Union

Sets on their own are somewhat boring, frozen things. Interesting results can be observed when we consider interactions between sets. At the same time, these interactions can be viewed as frozen things themselves, not actions or processes. This happens often in math: the same idea can be viewed as either an action or a thing. Even functions, seemingly actionable, moving notions, can (and will) be defined as mere static constructs. It’s interesting to ponder about these things, draw analogies to physics and time. Regardless, let’s quickly discuss three main sorts of interactions. Chances are they are already very familiar to you, especially if you’ve done any SQL.

Union of sets is the set of all elements of given sets. For sets A and B, union is defined as:

A \cup B = \{ x | x \in A \textrm{ or } x \in B \}

This reads as: Union of A and B is a set of elements x, where x belongs to A or x belongs to B.

For example, if A = \{1, 2, 3\}, and B = \{3, 4, 5\}, then:

A \cup B = \{1, 2, 3, 4, 5\}

Note that even though each set contains 3 elements, the resulting union contains 5 elements only. Since union is a set, all rules and properties regarding sets apply, so it cannot contain element 3 twice. But sometimes it is necessary to keep duplicates somehow, without violating the rules of sets. One way is to “tag” each element in both sets by generating a Cartesian product of each set.

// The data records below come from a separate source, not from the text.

PR #1991, opened 2021-06-21
dictionary: fix suggested words with capitalisation

vikivivi:


luzpaz:
Thanks for the effort. Though honestly I'm not a big fan of this idea. The reason is that a lot of source code comments are meant to be less intrusive. Forcing caps might defeat this purpose.

peternewman:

A \times \{t_{A} \} = \{(1, t_{A}), (2, t_{A}), (3, t_{A}) \} B \times \{t_{B} \} = \{(3, t_{B}), (4, t_{B}), (5, t_{B}) \}

So now instead of each number we deal with a sequence of two elements: the original number and a tag which refers to the original set. We use the term n-tuple for a sequence of length n. Thus, here we deal with sets of 2-tuples. Since all tuples are unique, the resulting union set contains 6 distinct elements:

A \times \{t_{A} \} \cup B \times \{t_{B} \} = \{(1, t_{A}), (2, t_{A}), (3, t_{A}), (3, t_{B}), (4, t_{B}), (5, t_{B}) \}

Every time we learn about a new approach or an idea, your inner mathematician should aspire to generalize. We’ve already generalized the notion of union by providing a formal mathematical definition. Let us now define this so-called disjoint union \sum A_{i} to be:

\bigcup_{1 \leq i \leq n} A_{i} \times \{i\} = \{(x, i) | x \in A_{i} \textrm{ and } 1 \leq i \leq n\}

It might seem like the notation is getting more and more complicated, but it’s only a combination of existing notions and symbols, nothing new. The big U is a generalization of unions, here it is limited to all sets A_{i} \times \{i\} where i goes from 1 to some n. You can think of i as a variable or a parameter. We see it then used to define different sets (e.g. A_{1}, A_{2}, etc) and corresponding tagging sets \{1\}, \{2\}, etc. Then, on the right-hand side of the equation there’s a set of many 2-tuples, each containing an element from A_{i} and a tagging number i.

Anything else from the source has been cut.